Beyond improving antigen localization, these platforms extend antigen retention within lymphoid tissues, allowing for prolonged interactions between antigen-presenting cells and lymphocytes. This extended exposure is crucial for generating robust immune responses, facilitating repeated antigen encounters and the formation of immunological synapses necessary for signal transduction. Preclinical models have shown that lymph node-targeting formulations can sustain antigen presentation over several days, leading to higher frequencies of antigen-specific T cells and greater overall immunogenicity.

Elicio Therapeutics is also refining antigen uptake and processing within lymph nodes. By adjusting the physicochemical properties of their constructs—such as charge, hydrophobicity, and molecular size—they can influence how antigens interact with lymphatic endothelial cells and resident APCs. For example, nanoparticle-based systems with controlled surface modifications have been shown to enhance uptake by dendritic cells, improving antigen cross-presentation. These refinements enable more precise immune activation, reducing off-target effects while maximizing therapeutic efficacy.

Coordinated T And B Cell Engagement

A durable and highly specific immune response requires coordination between T and B cells, two interconnected arms of adaptive immunity. Cytotoxic T cells target and eliminate abnormal cells, while B cells produce antibodies that neutralize extracellular threats. Immunotherapy is more effective when these two cell types are activated in a synchronized manner, ensuring a multi-faceted defense that eliminates malignant cells and prevents recurrence.

This interaction occurs within germinal centers in lymphoid tissues, where high-affinity antibody-producing B cells mature under the guidance of helper T cells. Follicular helper T cells (Tfh) play a key role by providing survival and differentiation signals to B cells via cytokines such as IL-21 and co-stimulatory molecules like CD40L. Without this support, B cells fail to undergo the necessary affinity maturation for producing potent, long-lasting antibodies.

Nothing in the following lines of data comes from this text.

PR #23982, opened 2025-03-26
bump(main/mpv, x11/mpv-x): 0.40.0

TomJo2000:
https://github.com/mpv-player/mpv/releases/tag/v0.40.0

We may need to do some additional testing related to the now enabled by default, libmpv.


robertkirkman (approved):
I have tested these on a device, they both seem to be working correctly.

> We may need to do some additional testing related to the now enabled by default, libmpv.

They were already built with `-Dlibmpv=true`, so `libmpv.so` has already been enabled with them in the current version.

twaik (approved):

PR #23986, opened 2025-03-26
bump(main/neovim): 0.11.0

TomJo2000:
- Rewrote `src-nvim-CMakeLists.txt.patch`
The previous invocation of the host-built `nvim` has been extracted to a `NVIM_LUA` variable.
- Removed backport of the CVE-2025-27423 fix.
As it is now part of upstream.
- Added `utf8proc` to dependencies.
The build fails with the following error otherwise:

Elicio Therapeutics is enhancing Tfh cell activation alongside cytotoxic T cell responses to create a more comprehensive defense against cancer. Their immunotherapies stimulate robust T cell priming while promoting B cell recruitment and expansion within germinal centers. This ensures both cellular and humoral immunity are reinforced, reducing the likelihood of tumor escape mechanisms that exploit gaps in immune surveillance.

Immune Memory Formation

Long-term immunity depends on the immune system’s ability to “remember” past encounters, enabling a faster, more effective response upon re-exposure. Immunological memory is established through specialized memory T and B cells, which persist long after initial activation. Unlike short-lived effector cells that decline once a pathogen or malignant cell population is cleared, memory cells can last for years, providing lasting protection.

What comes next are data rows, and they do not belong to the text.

PR #25156, opened 2025-06-23
ci(codeql): add CodeQL action to scan the github action scripts

Grimler91:
We then get reports with potential issues in the security tab.

### DIFF
--- a/.github/workflows/codeql.yml
+++ b/.github/workflows/codeql.yml
@@ -1,0 +1,72 @@
+name: "CodeQL analysis of GitHub action jobs"
+
+on:
+  push:
+    branches: [ "master", "android-5" ]
+  pull_request:
+    branches: [ "master", "android-5" ]
+  schedule:
+    # 9:44pm, every Sunday.
+    - cron: '44 21 * * 0'
+
+jobs:
+  analyze:
+    name: Analyze (${{ matrix.language }})
+    # Runner size impacts CodeQL analysis time. To learn more, please see:
+    #   - https://gh.io/recommended-hardware-resources-for-running-codeql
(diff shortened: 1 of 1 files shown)


TomJo2000:
Just to make sure, those reports are based on actual CVEs and reported issues, right?
They're ***not*** AI generated security "reviews"?

agnostic-apollo:
Based on these.

https://codeql.github.com/codeql-query-help/codeql-cwe-coverage/

.github/workflows/codeql.yml
```diff
@@ -0,0 +1,71 @@
+name: "CodeQL analysis of GitHub action jobs"
+
+on:
+  push:
+    branches: [ "master", "android-5" ]
+  pull_request:
+    branches: [ "master", "android-5" ]
+  schedule:
+    - cron: '44 21 * * 0'
```
TomJo2000, line 10: It's usually nice to have a comment to have this in a human readable format as well.
```suggestion
    # 9:44pm, every Sunday.
    - cron: '44 21 * * 0'
```

Grimler91: Thanks, yeah it was 100 % cargo-culted before :)

TomJo2000: As in, just the "default" template?

Grimler91: Yeah, when activating in the security tab it scans your repository and generates a codeql.yml suggestion file. I have edited it to remove stuff we do not need though, by default it detected python, javascript and a few other langs (in patches I guess), and scanning for those does not really make sense

Biswa96:
Should this be disabled for forked repositories?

Elicio Therapeutics is optimizing conditions for memory T and B cell development. The differentiation of memory T cells is influenced by antigen persistence, inflammatory signals, and cytokine environments, all of which shape their functional properties. Central memory T cells (T_CM) reside in lymphoid tissues, where they undergo homeostatic proliferation, while effector memory T cells (T_EM) patrol peripheral tissues, ready to launch immediate responses. By fine-tuning antigen exposure and immune-stimulatory cues, Elicio aims to promote a balanced memory response that ensures both long-term surveillance and rapid effector function.